Конечно! Ох, и смеху же было, никак мы не могли его нащупать.
Шербоньер.
Волчьи кишки! Да ведь то не колени были, а задница одного лакея, а вы по ней языком елозили и монету чуть ли не в задний проход загоняли.
Фенест.
Ах он прохвост! У нас в Сентонже таких только прохвостами и зовут! Недаром я тогда подумал, что уж больно вонючие колени у этого мерзавца, а нюх у меня, надо вам сказать, преострый.
Эне.
Да, происшествие не из приятных, но что поделаешь, игра есть игра.
Фенест.
Ваша правда! Впрочем, в остальном мы там недурно провели времечко. Каждое воскресенье хозяин звал своих лакеев и приказывал развлекать себя.
Эне.
Мы тоже могли бы поразвлечься нынче вечером – благо воскресенье, – ежели бы вы не прилагали столько усилий к моему обращению. Даром время тратили, но что делать – гостю рот не зажмешь.
Фенест.
Эстрад, сбегай-ка, скажи там, что Монсеньор зовет своих людей для игр, как оно заведено. Вот посмотрите, какую игру я затею сейчас со своими лакеями, – точь-в-точь как принцы, когда они забавляются с нами. А пока люди придут, позвольте все же заметить вам, что, доводилось вам увидеть чудеса, какие творятся в некоторых местах, а особливо в Ардильерах[164], вы как пить дать обратились бы.
Эне.
Что же это за чудеса такие, сударь?
ГЛАВА ПЯТАЯ
О бесноватой Марте и о прочих чудесах
Фенест.
Я как раз находился в Ардильерах, когда привезли туда бесноватую Марту[165]; страх брал на нее глядеть!
Эне.
Какое же такое чудо сотворил с нею епископ Анжерский?
Фенест.
Я вижу, вы предубеждены против него. Духовенство тоже было против епископа, да и хорошо ли поступил прелат, когда капуцин велел ему коснуться колена Марты обычным крестом, он же дотронулся до него своим ключом. А то, что сделал он после, уж и вовсе не достойно доброго пастыря: вместо того чтобы почитать ей из Евангелия, он продекламировал эпиграмму Марциала[166].
Эне.
Я слышал, у ней начались корчи при обоих этих испытаниях.
Фенест.
Ну еще бы! И я вам растолкую, отчего: ведь демоны, овладевшие Мартою (они назвались Вельзевулом и Аскалотом[167] советнику Матра[168], который обращался к ним по-гречески), были один чересчур беден, а другой слишком молод, чтобы выучиться этому языку.
Эне.
Что же, эти демоны так и трудились на пару, стар да млад, под стать проповедникам?

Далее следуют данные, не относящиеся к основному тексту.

PR #28426, opened 2026-04-13
chore: Suppress warning from style lint

Cadiac:
## Summary

Our style linter doesn't like `--text-color--subtler`, but it's a token in our design system currently anyways 🤔 
Suppress the error from those lints for now, as it runs on commit hook and blocks commits without `--no-verify`.

## Review / Merge checklist

- [ ] Tests included. 

### DIFF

А известно ли вам, к какому загадочному выводу пришел синклит? Мне-то рассказал об этом Рапен[169], которому было поручено вернуть бесноватую ее родителям.
Фенест.
Если бы поверили отцу Гонтье[170], весь синклит следовало бы отлучить от церкви. Но вы все же зря насмешничаете; в Сомюре творятся великие чудеса. Разве не чудо случилось с сержантом Мажором[171], который отправил свою лошадь в паломничество, когда та ослепла? Так вот, коняга-то его прозрела, а сам он ослеп.
Эне.
Говорили, будто неделю спустя он увидел входившего к нему епископа и повернулся к нему спиною; а еще ходили слухи, что Господь покинул его, и тогда несчастный принялся чеканить фальшивую монету и занимался этим ремеслом четыре или пять лет кряду, за что и был повешен в Туаре[172].
Фенест.
Может статься, все обернулось бы иначе, кабы он совершил такое же паломничество, как его конь. Но все же, доведись вам посетить тамошние места, вы бы воочию убедились, что хромые и безногие пооставляли такую кучу костылей, какая и в этой зале вряд ли уместится.